Via Zen and the art of Castle maintenance -
Ayende has posted an interesting code snippet useful to measure how much a candidate to a job knows about the compiler he/she claims to work on.
selected = selected++;
I’ve seen this one years ago (2002 I think) in a Java prep exam. My first guess was that ’selected’ variable would hold the result of selected++. Wrong! Then I kind memorized that this one was tricky, but forgot why. But today I was curious enough to check again the IL code to see where is the trick.
The C# code
selected = 1;
selected = selected++;
The IL
L_0000: ldc.i4.1 // loads the literal 1
L_0001: stloc.0 // store in the local
L_0002: ldloc.0 // load the local value (1)

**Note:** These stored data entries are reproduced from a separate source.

Issue #7246, opened 2020-08-29
Handle recoverable errors from SWC


bartlomieju:
Much like TSC, SWC can recover from number of errors during parsing. Currently we treat any error as terminal and don't proceed to work on AST. 

`Parser.take_errors()` can be used to obtain recoverable errors. 

This issue can be treated as an umbrella issue for dependency analysis, `deno doc` and `deno lint`.

CC @kdy1

bartlomieju:
After conversation with @kdy1 it turns out it's not really needed.

bartlomieju:
Actually after another conversation with @kdy1 we should look into this problem. 

All parsing is done in `cli/ast.rs` in either `parse()` and `transpile()` functions. Currently when encountering error we always emit it using `DiagnosticBuffer` helper struct which converts SWC diagnostics into string errors. Due to this conversion we lose structured data from SWC's diagnostics which could potentially could be used to generate more descriptive errors. Additionally this conversion causes hard errors and terminates the execution and we never try to recover (recovery might not make sense in `deno` itself but it would be helpful in `deno_lint` which uses the same infrastructure).

@kdy1 can you look into this issue?

kdy1:
It's okay to exit with failure on parsing error in `deno` because the parser does not do any linting - all errors are critical issue for compiler and runtime.
I mean, if runtime implements ecmascript specification correctly, it will be hard error anyway.


But as `swc` has rich diagnostic system (it's copied from rustc source code), I think converting diagnostics to string is not a good idea. It can have some annotations, suggestions, sub-diagnostics and / or multiple spans. Although errors from the parser is not, the error reporting system itself is rustc-grade.

bartlomieju:
@kdy1 then I guess it makes more sense to handle this problem in `deno_lint` first. I'm going to transfer the issue to `deno_lint` repo. 

It also seems to to me that in case of linter we could transform SWC diagnostic in `LintDiagnostic`.

PR #7998, opened 2020-10-16
[WIP] handle SWC recoverable errors

bartlomieju:
Closes https://github.com/denoland/deno/issues/7246

Need to come up with some test before landing

### DIFF
--- a/cli/ast.rs
+++ b/cli/ast.rs
@@ -124,6 +124,10 @@ impl ErrorBuffer {
   pub fn new() -> Self {
     Self(Arc::new(RwLock::new(Vec::new())))
   }
+
+  pub fn has_error(&self) -> bool {
+    !self.0.read().unwrap().is_empty()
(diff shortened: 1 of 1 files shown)


bartlomieju:
After conversation with @kdy1 it turns out it's not really needed.

kdy1:
Side note:

There are two kinds of errors.

The returned `Err` (from parser) is unrecoverable error, and it means the parser gave up parsing because it met something bad.
Errors from `take_errors` is recoverable (in the point of view of parser, not runtime), and such errors means the parser recovered from error.

In future, more errors will be recovered, mainly to mimic official typescript compiler. 
Recovering errors allows running other validations on ast nodes, so the compiler can show more errors at once.

bartlomieju:
@kdy1 thanks for detailed explanation, I'll revisit the topic after SWC updates its recovery

PR #7999, opened 2020-10-16
fix(docs): readTextFile / readTextFileSync throws when reading directory

vwkd:
I believe this description was erroneous. Correct me if I'm wrong.


lucacasonato (approved):
LGTM. Thanks @vwkd

PR #8001, opened 2020-10-16
feat(std/testing): Add support for object assertion against object subset 

lowlighter:
This add supports for a new assertion function `assertObjectMatch` which allows to test an `actual` object against an `expected` object subset (i.e. inclusivity, not equality)

**Why ?**

It's often useful to test an object partly without testing the remaining properties (like for web api response, where you might want to only check a few fields).

This function filters out `actual` object with `expected` object subsets keys before calling `assertEquals` (so it's actually a wrapper which acts as a syntaxic sugar).

```ts
const a  = {
   foo: true,
   bar: true,
   baz: {
     qux: true
   }
}

// Simple assertions
assertObjectMatch(a, {foo: true})  // OK 
assertObjectMatch(a, {bar: true})  // OK
assertObjectMatch(a, {foo: false}) // KO 

// Nested assertions
assertObjectMatch(a, {baz: {qux: true}}) // OK
assertObjectMatch(a, {baz: {qux:null}})  // KO
```

### DIFF
--- a/std/testing/asserts.ts
+++ b/std/testing/asserts.ts
@@ -434,10 +434,10 @@ export function assertNotMatch(
  * If not, then throw.
  */
 export function assertObjectMatch(
-  actual: { [key: string]: unknown },
-  expected: { [key: string]: unknown },
+  actual: Record<string | symbol, unknown>,
+  expected: Record<string | symbol, unknown>,
 ): void {
-  type loose = { [key: string]: unknown };
+  type loose = Record<string | symbol, unknown>;
   const seen = new WeakMap();
   return assertEquals(
     (function filter(a: loose, b: loose): loose {
--- a/std/testing/asserts.ts
+++ b/std/testing/asserts.ts
@@ -434,12 +434,13 @@ export function assertNotMatch(
  * If not, then throw.
  */
 export function assertObjectMatch(
-  actual: object,
-  expected: object,
+  actual: { [key: string]: unknown },
+  expected: { [key: string]: unknown },
 ): void {
+  type loose = { [key: string]: unknown };
   const seen = new WeakMap();
   return assertEquals(
-    (function filter(a: object, b: object): object {
+    (function filter(a: loose, b: loose): loose {
       // Prevent infinite loop with circular references with same filter
       if ((seen.has(a)) && (seen.get(a) === b)) {
         return a;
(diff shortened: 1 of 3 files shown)


bartlomieju:
Thanks for the contribution @lowlighter! Is there some prior art for this assertion? 

@nayeemrmn PTAL

std/testing/asserts.ts
```diff
@@ -429,6 +429,44 @@ export function assertNotMatch(
   }
 }
 
+/**
+ * Make an assertion that `actual` object is a subset of `expected` object, deeply.
+ * If not, then throw.
+ */
+export function assertObjectMatch(
+  actual: { [key: string]: unknown },
+  expected: { [key: string]: unknown },
```
nayeemrmn, line 438: Should symbols be allowed?

lowlighter:
> Is there some prior art for this assertion?

Yes, it's heavily inspired from [expect.toMatchObject(object)](https://jestjs.io/docs/en/expect.html#tomatchobjectobject) from [Jest](https://jestjs.io/en) JavaScript testing framework, though implementation may differ a bit. Since a lot of logic has already been done in `assertEquals`, I thought it would easier to filter the actual object with the expected one so it'll behave the same.


> Should symbols be allowed?

Yes, I'll add them and add tests to cover them !

bartlomieju:
> Yes, it's heavily inspired from expect.toMatchObject(object) from Jest JavaScript testing framework, though implementation may differ a bit. Since a lot of logic has already been done in assertEquals, I thought it would easier to filter the actual object with the expected one so it'll behave the same.

@lowlighter thanks, that sounds good to me. I'll wait for @nayeemrmn's review before landing

std/testing/asserts.ts
```diff
@@ -429,6 +429,44 @@ export function assertNotMatch(
...
+      // Prevent infinite loop with circular references with same filter
+      if ((seen.has(a)) && (seen.get(a) === b)) {
+        return a;
+      }
+      seen.set(a, b);
+      // Iterate through keys present in both actual and expected
+      // and filter recursively on object references
+      const filtered = {} as loose;
+      for (
+        const [key, value] of Object.entries(a).filter(([key]) => key in b)
```
nayeemrmn, line 453: I don't think `Object.entries()` includes symbols. This would be shown if the tests included an erroneous case for symbols. You can use `[...Object.getOwnPropertyNames(a), ...Object.getOwnPropertySymbols(a)]` to get a complete list of keys.

lowlighter: I replaced `Object.entries()` with your suggestion and it works like a charm, and changed `string|symbol` by `PropertyKey` which seems more accurate.

I got some trouble with using `symbol` as index signature so I casted them into `string` but not sure it's the cleanest way...

I wanted to add an erroneous case like you suggested, but seems that `assertEquals` does not handle `symbol`s perfectly currently (unless I missed something) : 
```ts
import { assertEquals } from "https://deno.land/std/testing/asserts.ts"
const foo = Symbol("foo")
Deno.test("symbol1", () => assertEquals({[foo]:"bar"}, {[foo]:"bar"}))
Deno.test("symbol2", () => assertEquals({[foo]:"bar"}, {[Symbol("foo")]:"bar"}))
```
```
running 2 tests
test symbol1 ... ok (2ms)
test symbol2 ... ok (1ms)

test result: ok. 2 passed; 0 failed; 0 ignored; 0 measured; 0 filtered out (4ms)
```

nayeemrmn (approved):
LGTM

bartlomieju (approved):
LGTM, thanks @lowlighter

PR #8005, opened 2020-10-17
fix(op_crates/web): TextEncoder error message with original input

### LINKED ISSUE #8003: TextDecoder converts string to lower case before throwing error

L_0003: dup // duplicates the stack, now we have two ints with value 1
L_0004: ldc.i4.1 // loads the literal 1 (++)
L_0005: add // sum 1 + 1 and push the result on the stack (2)
L_0006: stloc.0 // saves the value 2 on the local variable which is the top level item on the stack
L_0007: stloc.0 // whoops, the int on the stack now is the 1, store it (overriding the result of the increment)
Knowing this kind of behavior might be useful. On the project I was working on I coded something like the following
int val = 1;
string something = "some value " + (val + ',' + "something else");
Can you the headache this gave me?
If you have time and likes to read, the book Programming language pragmatics is a gem.